▽
PR #1767, opened 2026-04-23
Add event bus rule to route payloads

marjisound:
## What does this change?

This PR introduces EventBridge rules to route football live activity events to the appropriate Lambda consumers based on their event type.

Two rules are added:

- **ChannelRule**
Routes channel-related events (channel-create, channel-delete) to channelLambda.
- **BroadcastRule**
△
**THE PROBLEM**: Every line with the string "rules" in the material should be returned.

**EXERCISE OUTPUT**:
This PR introduces EventBridge rules to route football live activity events to the appropriate Lambda consumers based on their event type.
Two rules are added:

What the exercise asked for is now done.